Además de la cuestión económica, turística, y de la excelente materia prima culinaria, que también es una gran excusa, quizá haya otras razones que explican la oferta innumerable de celebraciones gastronómicas en este país. Mientras otros pueblos ofrecen más o menos solapadamente los encantos del turismo sexual, el gallego tira sus redes en el caladero de los que, vaya por dios, se conforman con comer mucho y bien.
Por supuesto, el primero en acudir a este tipo de celebraciones, sin contar al alcalde y al cura del lugar que sea, es el propio pueblo. El pueblo es, cómo no, congregado y dichoso, a la luz del mediodía, toda una exposición de lo que algún día debió ser el humano primigenio, el primer rubio, el bárbaro lejano. Es otra ilusión más; despreciar el concepto de raza observando alegremente en qué mezcla de mezclas ha derivado el pueblo. Pero, por debajo, muy por debajo, saltando entre la multitud, una ceja aquí, una frente allá, una nariz acullá, todas esas caras desubicadas, extirpadas del mundo moderno, conforman ese rostro del pueblo. Ahora, reconocido. Ese rostro imaginario podría, claro, matar a un caballo de un puñetazo, si tuviese puños el pueblo. Que los tendrá. Pero dejemos al pueblo masticar tranquilo.

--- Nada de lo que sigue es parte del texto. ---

PR #22, opened 2016-12-12
Handle ordering of content items by attribute in ascending or descending order

ikennaokpala:
Supersedes #21 

[Trello card](https://trello.com/c/jGICn84K/65-story-list-the-pages-that-have-not-been-updated-in-order-bigger-gap-first)

## Description 

As a content designer, when I click on the last_update_at column I change the ordering of the column (ascending and descending).

When a user clicks on the last update table column the ordering of the column changes to
ascending or descending.

Here two links have been included to help with sorting the column by the last updated time.

We cater for the order and sort params that come through and are used to sort the content items by `public_updated_at` in ascending and descending order.

The ordering format is as follows `order('<attribute> (ASC|DESC)')`.

This has not been hard coded and can be reused by any other content item
attribute.

Also helper method `order_link` is used to updated the ordering links. When no ordering is provided, the link defaults to descending, when descending is supplied the link produced is for ascending, vice versa.

These have been included to help with sorting the column by the
last updated time.

Following the conversations from #21 .. we have agreed to park 6f501c34d3dd3505f8bbb134e069a8a90385a2dd to [story/handle-content-ordering-cntd](https://github.com/alphagov/content-performance-manager/commits/story/handle-content-ordering-cntd), to be revisited in the coming sprints.

### DIFF
--- a/app/helpers/application_helper.rb
+++ b/app/helpers/application_helper.rb
@@ -1,2 +1,9 @@
 module ApplicationHelper
+  def order_link(heading, content_item_attribute, order)
+    link_to heading, organisation_content_items_path(
+      organisation_id: @organisation,
+      sort: content_item_attribute,
+      order: order.present? && order == "asc" ? :desc : :asc
+    )
+  end
 end
--- a/app/controllers/content_items_controller.rb
+++ b/app/controllers/content_items_controller.rb
@@ -1,6 +1,6 @@
 class ContentItemsController < ApplicationController
   def index
     @organisation = Organisation.find(params[:organisation_id])
-    @content_items = @organisation.content_items.first(25)
+    @content_items = @organisation.content_items.order("#{params[:sort]} #{params[:order]}").first(25)
   end
 end
--- a/app/views/content_items/index.html.erb
+++ b/app/views/content_items/index.html.erb
@@ -3,7 +3,7 @@
   <thead>
     <tr>
       <th>Title</th>
-      <th>Last Updated</th>
+      <th><%= order_link "Last Updated", :public_updated_at, params[:order] %></th>
     </tr>
   </thead>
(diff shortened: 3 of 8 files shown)


app/helpers/application_helper.rb
```diff
@@ -1,2 +1,9 @@
 module ApplicationHelper
+  def order_link(heading, content_item_attribute, order)
+    link_to heading, organisation_content_items_path(
```
selfthinker: This doesn't need to be addressed in this PR, but just a heads up of what changes we will need to make to the markup:

We will need to add a class and a title (or otherwise hidden copy), some of it potentially on the th and some on the link. (We might not need the class at all as we could use `[aria-sort] {}` for styling?)
This is some example markup (subject to change, would like to discuss with @theleebriggs):

```
<th class="sort none" aria-sort="none"><a href="..." title="Sort column ascending">Last Updated</a></th>
```
would be the default, and...

```
<th class="sort ascending" aria-sort="asc"><a href="..." title="Sort column descending">Last Updated</a></th>
```
...would be when it's sorted ascending. Sorted descending would be like the latter but the opposite.

I wonder if that means that the `th` should ideally be part of `order_link()`?

ikennaokpala: Thanks Anika.. Much appreciated.

pmanrubia:
Thank you @ikennaokpala for your work on this PR
LGTM

app/helpers/application_helper.rb
pmanrubia: Thank you @selfthinker, I am merging this PR now, but we are more than happy to address this changes in future PRs.

ikennaokpala:
@pmanrubia thanks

Centrémonos en el turista, que viene con su prole, pues los que acuden a las fiestas gastronómicas desde lugares remotos no van solos. El solitario es un individuo que busca acoplarse con otro ser, en general; para ello acude a otros lugares donde ello sea más probable. El que ya se ha acoplado, e incluso reproducido, concentra sus intereses en la gula. Esta ley es tan falsa como cualquier otra, pero al menos no la justificaré con cientificismo barato, que es lo que se suele hacer como ejemplo de periodismo inmaculado. El turista, entonces, no es más que un testigo camuflado, con derecho a masticar como el que más, pero perplejo, inmovilizado por la batalla que le rodea. Lleva su cámara y fotografía la comida, que está por todas partes, que cae del cielo, como el maná bíblico, pero mejor, y a los que comen, orillados a lo largo de tablones que funcionan como mesas interminables. Pero cómo fotografiar el movimiento, todas esas bocas. Su asombro de profano proviene de ahí. El pueblo mastica. Miles de personas, de pie o sentadas, masticando todas al mismo tiempo. La escena merecería a un pintor como el inglés William Hogarth. Él sabría imprimir carácter a todas esas bocas inocentes masticando pulpo.
Festín pantagruélico
Faltaría más. No solo las fiestas gastronómicas derivan en una apología del exceso, con cantidades monstruosas de pan, vino, mejillones, vieiras, anguila, pulpo, raxo, lacón, nécoras, navajas, empanada, tortilla, xoubas, zamburiñas, pimientos de Padrón, caldo, berberechos, almejas, orejas de cerdo, cachelos, y todo lo que se quiera en carnes, todo, y todo lo que venga del mar y de la huerta a surtir nuestras mesas, incluyendo la brujeril queimada y los licores, sobre todo el de café, natural de Ourense. Sí, en lugar de cubiertos y platos, usaremos palas y grúas. Que tiemblen los austeros, los estreñidos y tacaños. Y decía, no solo en estas romerías se sobrevalora la capacidad de un estómago humano; en toda boda, al menos tradicional, o fiesta familiar, o congregación de comedores, se produce ese fenómeno. Y la comida que, tras arduos esfuerzos de digestión mientras todavía se mastica e ingiere, sobra, se utiliza para continuar esa comida los días posteriores, o si ello no fuese posible, para hacer croquetas o alimentar a todos los perros de la zona. He ahí lo pantagruélico, lo irrazonable y alegre de este pueblo. Nietzsche se hubiese venido abajo al ver los doscientos sesenta kilos de pulpo de Carballiño. Por lo demás los chistes sobre pedos y eructos y toda esa ostentación infantil de lo guarro de Rabelais poco tiene que ver con estas celebraciones.
Pero, pulpo y sentimiento
Espacio para el sentimiento en un trabajo de campo. Uno, disfrazado de antropólogo, se acerca a una de esas fiestas gastronómicas en la que se congregan unos cuantos miles de personas y se detecta nada más llegar dos espacios; sol y sombra. Bajo el sol se desplazan de un lado a otro los comensales; bajo la sombra, sea de árbol, natural, o bajo unas estratégicas carpas (que a su vez dividen al mundo de masticadores en pueblo y autoridades), se come. En general, todos el mismo manjar, con una sincronía en el masticar casi perfecta. Hay razones justificadas para ello siempre, pero alguna vez más destacada; como decía, el pulpo, o polvo en gallego. Es una carne, como se sabe, que exige un juego laborioso de mandíbula. Incluso en los mariscos de los que prácticamente hay que beber el contenido de la concha, como las ostras o las almejas, es habitual que las miradas se crucen en una especie de hermanamiento antiguo, inexplicable, y eso solo sea posible mientras el manjar homenajeado se disuelve en la boca.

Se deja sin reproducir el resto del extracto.